━━━ TASK DATA
Issue #751, opened 2026-08-26
The columnar scan never advertises sort order, so a clustered table pays for a layout the planner cannot use


jdatcmd:
`grep` for assignments to `path.pathkeys` in `src/`: every one is `NIL`.

```
src/columnar_customscan.c:2198   cpath->path.pathkeys = NIL;
src/columnar_customscan.c:2258   ppath->path.pathkeys = NIL;
src/columnar_customscan.c:2393   ppath->path.pathkeys = NIL;
src/columnar_vector.c:1147       cpath->path.pathkeys = NIL;
src/columnar_vector.c:1230       ppath->path.pathkeys = NIL;
```

Non-NIL assignments: **zero**.

## Why that is worth an issue rather than a note

The expensive half is already built and is maintained on purpose. `pgcolumnar.cluster`,
`pgcolumnar.recluster`, `vacuum_sorted` and the `sort_by` option physically order the rows,
`pgcolumnar.storage` records the group number the last ordering rewrite reached, and
`pgcolumnar.sort_status` reports the sorted run against the unsorted tail (#301 exists
because that decay was invisible). A user who runs `pgcolumnar.cluster` pays a full rewrite
and the planner is told nothing about the result.

Consequences, all of them on data we know is ordered:

- `ORDER BY k` plans a Sort over the whole scan.
- `ORDER BY k LIMIT n` cannot stop early.
- A merge join re-sorts a side that is already sorted.
- `GROUP BY k` cannot use a Group Aggregate and gets a Hash Aggregate or a sort.

## #355 is the evidence that the absence does harm

#355 (closed) is the same gap seen from the other side: because the columnar scan offers no
ordered path, the planner reached for an `Index Scan` to obtain ordering, and that plan was
catastrophic -- a 12-hour window over 100M rows cancelled at **79 minutes**, incomplete.
#355 fixed the *costing* so the index path is no longer chosen. It did not give the scan an
ordered path of its own, so ordering on a clustered table is still served by a Sort.

## What the work is

Emit pathkeys for a scan whose storage is ordered on a prefix of the requested keys, and
only for the ordered run. The hard part is honesty about the tail: `sort_status` already
distinguishes the sorted run from groups appended after it, so the path is only correct if
the tail is empty, or if the tail is handled (a sorted run plus a sorted tail is a merge, not
a scan).

Correctness risk to design against: claiming pathkeys the data does not have would produce
[...]

PR #759, opened 2026-08-27
Record the ordering an eager rewrite applied, so a Z-ordered table stops reporting a sort key it is not sorted on

### LINKED ISSUE #758: Both eager rewrites discard the ordering they just applied, so sort_status reports a Z-ordered table as sorted on a key it is not sorted on
`pgcolumnar.storage.sorted_by` and `sorted_kind` exist to say *what* ordering the last
rewrite left behind (#415). Only the **online** `recluster` writes them. Both **eager**
rewrites -- `vacuum_sorted` (lexicographic) and `cluster` (Z-order) -- reach the catalog
through `record_sorted_extent()` in `src/columnar_vacuum.c`, which passes `NIL, NULL`:

```c
	if (haveGroup)
		PgColumnarSetSortedExtent(storageId, (int64) firstGroup, (int64) lastGroup,
								  NIL, NULL);      /* <-- key and kind thrown away */
```

`record_sorted_extent` is called from both eager paths (`pgcolumnar_compact_relation` when
`tsort != NULL`, and `pgcolumnar_compact_relation_zorder`), and neither is given the key or
the kind it just applied.

## Measured, PG 17, 5000 rows, `chunk_group_row_limit => 500`

Three tables, identical data, `set_options(..., sort_by => ARRAY['k'])` declared on each:

| | `storage.sorted_by` | `storage.sorted_kind` | `sort_status.sort_key` | sorted/appended groups | k-inversions in physical order |
| --- | --- | --- | --- | --- | --- |
| A `vacuum_sorted('t','k')` | NULL | NULL | `{k}` | 5/0 | **0** |
| B `cluster('t','k','j')` | NULL | NULL | `{k}` | 5/0 | **930** |
| C `recluster('t','k','j')` | `{k,j}` | `zorder` | `{k,j}` | 5/0 | 930 |

A and B are **indistinguishable in the catalog** and report the same thing through
`sort_status`: fully sorted, no tail, on key `{k}`. One of them is ordered on `k` and the
other is not. The reported `{k}` in both rows is the *declared* `options.sort_by`, which
`sort_status` falls back to when `storage.sorted_by` is NULL -- so it reports an intention,
not the layout, and there is nothing to tell the two apart.

## Two consequences that exist today

1. **`sort_status` misreports the clustering of an eagerly Z-ordered table.** Row B says
   `sort_key = {k}` on data with 930 inversions on `k`. #415 exists to make this column
   report the actual clustering; it does so only for the online path.

2. **The recluster self-gate cannot fire after an eager cluster.** The gate at
   `columnar_vacuum.c:604` requires `sorted_kind = 'zorder'` and a matching key. After
   `pgcolumnar.cluster('t','k','j')` the kind is NULL, so an immediately following
   `pgcolumnar.recluster('t','k','j')` -- on a relation that is *already exactly that
   Z-order run* -- falls through and pays a full rewrite. That is the case the gate was
   written for.

## Why it blocks #751

#751 needs to emit pathkeys only for a run that is a **lexicographic** ordering on a known
key. From the catalog as it stands, an eager lexicographic run and an eager Z-order run look
the same, and the only key available is the declared one, which need not be what was applied.
Z-order is not a sort order on any column, so pathkeys taken from row B would be silently
wrong: `ORDER BY k LIMIT n` would return the wrong rows. #751 cannot be built honestly until
the eager paths record what they actually did.

## The fix

Thread the key and the kind into `record_sorted_extent()` from both eager call sites:
`'lexicographic'` with the resolved sort columns for `vacuum_sorted`, `'zorder'` with the
clustered columns for `cluster`. The unsorted `compact_relation` (`tsort == NULL`) must keep
leaving the mark alone, as it does now.

jdatcmd:
Closes #758.

## What was wrong

`pgcolumnar.storage.sorted_by` and `sorted_kind` exist to say which ordering the last
rewrite left behind. The base schema has always specified them:

```
	-- sorted_kind is 'zorder' (recluster/cluster) or 'lexicographic' (vacuum_sorted).
```

Only the online `recluster` wrote them. Both eager rewrites reached the catalog through one
function that passed `NIL, NULL`, and the string `lexicographic` had never been written to
the catalog anywhere in the tree.

`sort_status` falls back to the declared `options.sort_by` when the recorded key is NULL, so
the two eager layouts reported the same thing. Measured, PG 17, 5,000 rows,
`chunk_group_row_limit => 500`, `sort_by => ARRAY['k']` declared on each:

| rewrite | `sorted_kind` before | after | `sort_status.sort_key` before | after | inversions on `k` |
| --- | --- | --- | --- | --- | ---: |
| `vacuum_sorted('t','k')` | NULL | `lexicographic` | `{k}` | `{k}` | 0 |
| `cluster('t','k','j')` | NULL | `zorder` | `{k}` | `{k,j}` | **930** |

Z-order over two or more columns is not a sort on any one of them, so row 2 reported an
order the rows were not in. **A single-column key cannot show this** (single-column Z-order
*is* lexicographic order), which is why the fixture uses two and asserts the inversion counts
as premises.

## The change

`record_sorted_extent()` takes the key and the kind; both eager call sites pass what they
applied. A new `sort_key_names()` builds the name list, and the online path now shares it
instead of open-coding the same loop.

## Two consequences

1. `sort_status` reports the **applied** key instead of the declared one on an eagerly
   clustered table. That is a user-visible output change and the CHANGELOG says so.
2. #415's recluster self-gate requires `sorted_kind = 'zorder'`, so after
   `pgcolumnar.cluster('t','k','j')` it could never fire: an immediately following
   `pgcolumnar.recluster('t','k','j')` on an already-clustered relation paid a full rewrite
   of all five groups. It now returns 0 and rewrites nothing.

## Test, and why the self-gate arms are not vacuous

New suite `test/eager_ordering_record.sh`, 27 checks, registered in `run_all_versions.sh`.

`recluster(...) = 0` is **not** evidence the gate fired: an empty relation, a single group,
an unrelated early return, or a return value not wired to the gate all produce 0. So the arms
corroborate with the **layout** -- the `(group_number, file_offset)` set from
`pgcolumnar.row_group`, asserted byte-identical across the call. A fall-through retires every
group and writes new ones, so that set always moves. The return value is asserted too, as the
secondary. Premises assert the fixture has more than one group and 5,000 live rows, so
"nothing changed" cannot be true because there was nothing there.

Controls, each asserting both the return value and that the layout moved:

- recluster by a **different key** on the same table rewrites all 5 groups;
- one row inserted after the cluster (an appended tail) defeats the gate on the **same** key;
- a **lexicographic** run of the same lead column is not skipped.

## Removal proof

Reverting only the two call-site arguments back to `NIL, NULL` (keeping the new signature,
the helper, the online path, and the tests) turns **11 of 27 arms red**. Verified against a
distinctly-hashed `.so` on each arm:

| arm | installed `.so` md5 | result |
| --- | --- | --- |
| unfixed source, new tests | `2340966b22f6` | FAILED, 10 red |
| fixed | `500a19ae367c` | PASSED, 27/27 |
| fixed, call-site arguments reverted | `eaa45ff67891` | FAILED, 11 red |

## Suites run, PG 17

Derived by `grep -l` over `test/*.sh` for the identifiers this diff touches
(`sorted_kind`, `sorted_by`, `sort_status`, `vacuum_sorted`, `pgcolumnar.cluster`,
`pgcolumnar.recluster`, `maintenance_due`, `recluster_due`), not hand-picked:

`analyze_stats` `autovacuum` `docs_style` `eager_ordering_record` `entry_point_privilege`
`maintenance_due` `native_cluster` `native_ownership` `native_recluster` `native_reclaim`
`native_reclaim_frag` `native_scale` `native_sort_by` `native_vacuum_race`
`pg_dump_roundtrip` `recluster_extent` `recluster_gate` `sort_status` `sort_status_privilege`
`sorted_projection` `vacuum_lock_privilege` -- all PASSED.
`analyze_function` SKIPPED (needs `pg_restore_attribute_stats`, PG18+).

## Deliberately not in this PR

- **The declared-key fallback in `sort_status` is kept.** A storage ordered by an earlier
  build still has NULL in both columns, and the fallback is the only thing that reports
  anything for it. The residue is documented: a reader that must not be wrong about physical
  order should require `sorted_kind = 'lexicographic'` from `pgcolumnar.storage` and treat
  NULL as unknown, rather than read `sort_status`. That is what #751 will do.
- **No mirror gate for `vacuum_sorted`.** `docs/ARCHITECTURE.md` states that `vacuum_sorted`
  "runs the same rewrite" as `pgcolumnar.vacuum`, which "physically reclaims deleted-row
  space". A gate keyed only on ordering would silently stop reclaiming, and I measured the
  shape on the existing recluster gate: after deleting half of 5,000 rows,
  `recluster('t','k','j')` returns 0 and leaves 2,500 dead rows in place. That is within
  `recluster`'s documented contract (clustering, not reclamation) but it is not within
  `vacuum_sorted`'s. Filing separately.
- **No `sorted_kind` column on `sort_status`.** It is the right end state, but it changes a
  function signature and so needs an `alpha2 -> alpha3` upgrade script. Filing separately.

### DIFF
--- a/CHANGELOG.md
+++ b/CHANGELOG.md
@@ -54,6 +54,43 @@ pinned at `1.0-dev` or `1.0-alpha`, each true until the next version shipped.
 
 ### Fixed
 
+- Both eager ordering rewrites discarded the ordering they had just applied.
+  `pgcolumnar.storage.sorted_by` and `sorted_kind` exist to record which
+  ordering a rewrite left behind, and the base schema has always specified them
+  as `'zorder'` (`recluster`/`cluster`) or `'lexicographic'` (`vacuum_sorted`).
+  Only the online `recluster` wrote them: both eager paths reached the catalog
+  through one function that passed `NIL` and `NULL`, and the string
+  `lexicographic` had never been written to the catalog at all.
+
+  The two eager layouts were therefore identical in the catalog, and
+  `pgcolumnar.sort_status` falls back to the declared `options.sort_by` when the
+  recorded key is NULL, so both reported the same thing. Measured on 5,000 rows
+  with `sort_by => ARRAY['k']` declared on each:
+
+  | rewrite | `sorted_kind` | `sort_status.sort_key` | inversions on `k` |
+  | --- | --- | --- | ---: |
+  | `vacuum_sorted('t','k')` | was NULL, now `lexicographic` | `{k}` | 0 |
+  | `cluster('t','k','j')` | was NULL, now `zorder` | was `{k}`, now `{k,j}` | 930 |
+
+  Z-order over two or more columns is not a sort on any one of them, so the
+  second row reported an order the rows were not in. A single-column key cannot
+  show this, because single-column Z-order *is* lexicographic order.
+
+  Two consequences go with it. `sort_status` now reports the applied key rather
+  than the declared one on an eagerly clustered table, which is a visible output
+  change for anyone reading that column. And #415's recluster self-gate requires
+  `sorted_kind = 'zorder'`, so after `pgcolumnar.cluster('t','k','j')` it could
+  never fire: an immediately following `pgcolumnar.recluster('t','k','j')` on an
+  already-clustered relation paid a full rewrite of every group. It now returns
+  0 and rewrites nothing, which is the case the gate was written for.
+
+  A storage ordered by an earlier build still has NULL in both columns and still
+  falls back to the declared key, until its next ordering rewrite. A reader that
+  must not be wrong about the physical order should require
+  `sorted_kind = 'lexicographic'` from `pgcolumnar.storage` and treat NULL as
+  unknown, rather than read `sort_status`. An unsorted rewrite continues to
+  claim no ordering. New suite `eager_ordering_record`. (#758)
+
 - `pgcolumnar.vm_selftest` and `pgcolumnar.vm_is_visible` accepted any relation,
   including a plain heap table. `vm_selftest` does not only inspect the
   visibility map, it writes an all-visible bit into it, and a wrongly set bit is
--- a/docs/sql-reference.md
+++ b/docs/sql-reference.md
@@ -269,7 +269,7 @@ Reports how much of a table's sorted order is still in place. Returns one row:
 
 | Column | Type | Meaning |
 | --- | --- | --- |
-| `sort_key` | name[] | The clustering key in effect. It is the key the last `recluster` recorded, or the `sort_by` declared by `set_options`, or NULL. |
+| `sort_key` | name[] | The clustering key in effect. It is the key the last ordering rewrite recorded, or the `sort_by` declared by `set_options`, or NULL. |
 | `total_groups` | bigint | Row groups in the table. |
 | `sorted_groups` | bigint | Row groups written by the last ordering rewrite. |
 | `appended_groups` | bigint | Row groups written after it. |
@@ -294,6 +294,15 @@ FROM pgcolumnar.sort_status('events');
 A table that was never sorted reports zero sorted groups. An unsorted
 `pgcolumnar.vacuum` returns it to that state, because it rewrites the table
 without ordering it.
+
+`sort_key` names the columns, not the arrangement. `pgcolumnar.vacuum_sorted`
+sorts on those columns in order. `pgcolumnar.cluster` and
+`pgcolumnar.recluster` arrange the same columns on a Z-order curve, which is not
+a sort on any one of them.
+
+To read the arrangement, select `sorted_kind` from `pgcolumnar.storage`. It
+holds `lexicographic`, `zorder`, or NULL. NULL means the table was never
+ordered, or was ordered before pgColumnar recorded this.
 
 The row counts are stored rows. Deleted rows stay stored until a maintenance
 operation reclaims them, so they are still counted here. Use
--- a/src/columnar_vacuum.c
+++ b/src/columnar_vacuum.c
@@ -202,6 +202,8 @@ PgColumnarRequireTableOwnerByOid(Oid relid)
 static bool cluster_type_supported(Oid typid);
 static bytea *cluster_zorder_key(Datum *values, bool *isnull, AttrNumber *atts,
 								 int ncols, TupleDesc tupdesc);
+/* Names an ordering rewrite records as its key (defined later, #415) */
+static List *sort_key_names(TupleDesc tupdesc, AttrNumber *atts, int ncols);
 
 /* v1 refuses tables with more groups than this (one advisory lock per group) */
 #define RECLUSTER_MAX_GROUPS 8192
@@ -714,16 +716,8 @@ pgcolumnar_recluster_online(Relation rel, int ncols, AttrNumber *atts)
 		PgColumnarRetireGroup(storageId, oldGroups[i]);
 
 	/* record how far the reordered run reaches (#311) and BY WHAT (#415) */
-	{
-		List	   *keyNames = NIL;
-		int			ci;
-
-		for (ci = 0; ci < ncols; ci++)
-			keyNames = lappend(keyNames,
-							   pstrdup(NameStr(TupleDescAttr(tupdesc, atts[ci] - 1)->attname)));
-		record_online_sorted_extent(rel, storageId, writeState, stripeMark,
-									keyNames, "zorder");
-	}
+	record_online_sorted_extent(rel, storageId, writeState, stripeMark,
+								sort_key_names(tupdesc, atts, ncols), "zorder");
 
 	PopActiveSnapshot();
 	UnregisterSnapshot(snap);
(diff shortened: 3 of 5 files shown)


OffgridwithJD (commented):
Reviewed on the real 3-way merge, PG 18.4 assert (you ran PG 17, so this is a
second major). The merge-base **is** `8a71cc5`, so the merged tree is the PR head
exactly — fast-forward, nothing to compose. Baseline: **27/27 PASSED**.

Both of the attacks you asked for failed to break it. Details below, plus one
correction to a supporting claim and one gap in the derived suite list.

## 1. The layout oracle holds (the arm you were least sure of)

I forced the gate dead rather than trusting the return value —
`if (0 && skind != NULL && strcmp(skind, "zorder") == 0 && ...)` — rebuilt, and
ran your suite:

```
FAIL  recluster on the key the eager cluster already applied does nothing: got [5] want [0]
FAIL  and it rewrote no group: the physical layout is unchanged:
        got [a1653f69f1dca6b83ea0ac4a0b11d230] want [acb1979bbcd4efd23d32c8126874e8bf]
```

Exactly those two arms, everything else green. `.so` md5 `a8a8cb207bfe` (baseline)
vs `d42398d96d01` (gate dead), so the mutation reached the binary.

Worth naming explicitly because it is a property of the design: with the gate
dead **all three controls still pass**, because they assert fall-through and a
dead gate produces fall-through. The gated arm is the only thing in the suite
that can detect it. That is the right split, and it is why corroborating with the
layout rather than the return value was load-bearing.

I also reproduced your removal proof independently — reverting only the two
call-site arguments to `NIL, NULL`, keeping the helper, signature and tests:
**11 red**, `.so` `578563c86974`. Same 11 you got.

## 2. `sort_key_names()` is faithful — proven differentially, not by re-running the arms

You are right that `recluster_extent` and `recluster_gate` passing proves nothing
here, since they passed before the refactor. So I compared the **online path
against `main`** on a fixture built to break a name-extraction loop: identifiers
that need quoting, and a key order that differs from attnum order (attnums are
`id=1, "Mixed Case"=2, "k j"=3`; the key is asked for as `'k j','Mixed Case'`).

| | `main` 8a71cc5 (`.so 78ae6ee218b4`) | PR (`.so a8a8cb207bfe`) |
| --- | --- | --- |
| ONLINE, reversed-order quoted key | `{"k j","Mixed Case"}` / `zorder` | **identical** |
| ONLINE, forward-order quoted key | `{"Mixed Case","k j"}` / `zorder` | **identical** |
| gate, same key and order | `0` | `0` |
| gate, key reversed | `5` | `5` |
| EAGER `cluster` | `<NULL>` | `{"k j","Mixed Case"}` / `zorder` |
| EAGER `vacuum_sorted` | `<NULL>` | `{"k j","Mixed Case"}` / `lexicographic` |

Byte-identical on the refactored path, distinct `.so` hashes on the two arms so
they really are two binaries, and the blast radius is exactly the two eager
sites. It records the **caller's** order, not attnum order, and quoting survives.

## 3. The hard-coded kinds are exhaustively correct

`"lexicographic"` is hard-coded at the `compact_relation` site, so I checked every
path that reaches it. There are exactly two callers, and one zorder caller:

- `pgcolumnar_vacuum` → `pgcolumnar_compact_relation(rel, 0, NULL)` → `tsort == NULL`, no mark. Correct.
- `pgcolumnar_vacuum_sorted` → `pgcolumnar_compact_relation(rel, ncols, sortAtts)` → `"lexicographic"`. Sole caller, correct.
- `pgcolumnar_cluster` → `pgcolumnar_compact_relation_zorder(rel, ncols, atts)` → `"zorder"`. Sole caller, correct.

No path reaches a hard-coded kind that does not match the arrangement it applied.

## 4. Your scope decision is right, and here is the measurement for it

Agreed: no mirror gate for `vacuum_sorted`. I measured the operations on 5,000
clustered rows with half deleted, because the decision rests on which of them
reclaim:

| operation | returns | dead rows | groups |
| --- | ---: | --- | --- |
| `compact` | 0 | 2500 → **2500** | 5 → 5 |
| `compact_rewrite` | 5 | 2500 → **0** | 5 → 5 |
| `vacuum` | — | 2500 → **0** | 5 → 3 |
| `vacuum_sorted` | — | 2500 → **0** | 5 → **3** |
| `recluster` | 0 | 2500 → **2500** | 5 → 5 |

`vacuum_sorted` reclaims, so a gate keyed only on ordering would silently stop it
reclaiming. Your reasoning holds and your `recluster` row reproduces exactly.

**One correction for the separate issue**: "reclamation is `compact`'s job" is not
right. `pgcolumnar.compact()` reclaims nothing on this shape — returns 0, dead
count unchanged. The reclaimer is `compact_rewrite()` (or `vacuum`). Since that
issue will rest on the distinction, it is worth naming the right function.

## 5. `harness_selftest`: 151 PASSED

Required by the `run_all_versions.sh` SUITES edit. `eager_ordering_record` is
registered alphabetically, correct.

(My first selftest run went red with `unregistered: keynames` — that was my own
probe file left in `test/`, not your PR. Re-ran on a clean tree. The guard works.)

## 6. Gap: the derived suite list misses four

Deriving the same way over `test/*.sh` gives four suites your list does not have.
They come from `recluster` (`isolation`, `native_reclaim_cycles`,
`native_reclaim_reconcile`) and from `sort_key` (`projections`) — your list has
`native_reclaim` and `native_reclaim_frag` but not the `_cycles` / `_reconcile`
siblings. I ran all four against the PR `.so` (`a8a8cb207bfe`):

| suite | result |
| --- | --- |
| `isolation` | PASSED |
| `native_reclaim_cycles` | PASSED, 12/0 |
| `native_reclaim_reconcile` | PASSED, 11/0 |
| `projections` | PASSED, 64/0 |

Nothing red, so this changes no verdict — but the derivation missed them, and
that is the part worth fixing for next time rather than the outcome.

## 7. CHANGELOG and docs

Accurate against the artifact. They carry the two things a reader needs and that
are easy to leave out: the **visible output change** (`sort_status` now reports
the applied key on an eagerly clustered table) and the **pre-#758 residue** (a
storage ordered by an earlier build still has NULL and still falls back, so a
reader that must not be wrong reads `sorted_kind` and treats NULL as unknown).
`docs/sql-reference.md`'s "names the columns, not the arrangement" is the right
distinction to draw.

## Verdict

No findings against the change. **Not approving yet**: `suites (PG 17)` and
`suites (PG 18)` are still `in_progress` (10/12 complete, **0 failed**). I will
approve when those land green — local green is not the bar.

OffgridwithJD (approved):
Approving. CI is now **12/12 green** on `66bb55c` and `mergeStateStatus` is `CLEAN`,
which was the only thing I was holding on.

Verified the suites job actually **ran** the new suite rather than skipping it — a
green `suites` job reports PASS and SKIP identically, so the summary line is the
thing to read:

- `suites (PG 17)` — `eager_ordering_record=PASS` (208 ran, 9 skipped)
- `suites (PG 18)` — `eager_ordering_record=PASS` (211 ran, 6 skipped)

The four suites my derivation added that the PR body's list did not name —
`isolation`, `native_reclaim_cycles`, `native_reclaim_reconcile`, `projections` —
are all `PASS` in both CI majors as well, matching what I measured locally.

Nothing further from me. The findings in my review above are for the follow-up
issue (`compact` vs `compact_rewrite`) and for the next derivation, not for this
change.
━━━━━━
• PROBLEM TO WORK ON:
Among the entries above, the lines between the ones containing "They come from" and "Nothing red, so", inclusive, are to be transcribed exactly. No other line is to be given.

• COMPLETED EXERCISE:
They come from `recluster` (`isolation`, `native_reclaim_cycles`,
`native_reclaim_reconcile`) and from `sort_key` (`projections`) — your list has
`native_reclaim` and `native_reclaim_frag` but not the `_cycles` / `_reconcile`
siblings. I ran all four against the PR `.so` (`a8a8cb207bfe`):

| suite | result |
| --- | --- |
| `isolation` | PASSED |
| `native_reclaim_cycles` | PASSED, 12/0 |
| `native_reclaim_reconcile` | PASSED, 11/0 |
| `projections` | PASSED, 64/0 |

Nothing red, so this changes no verdict — but the derivation missed them, and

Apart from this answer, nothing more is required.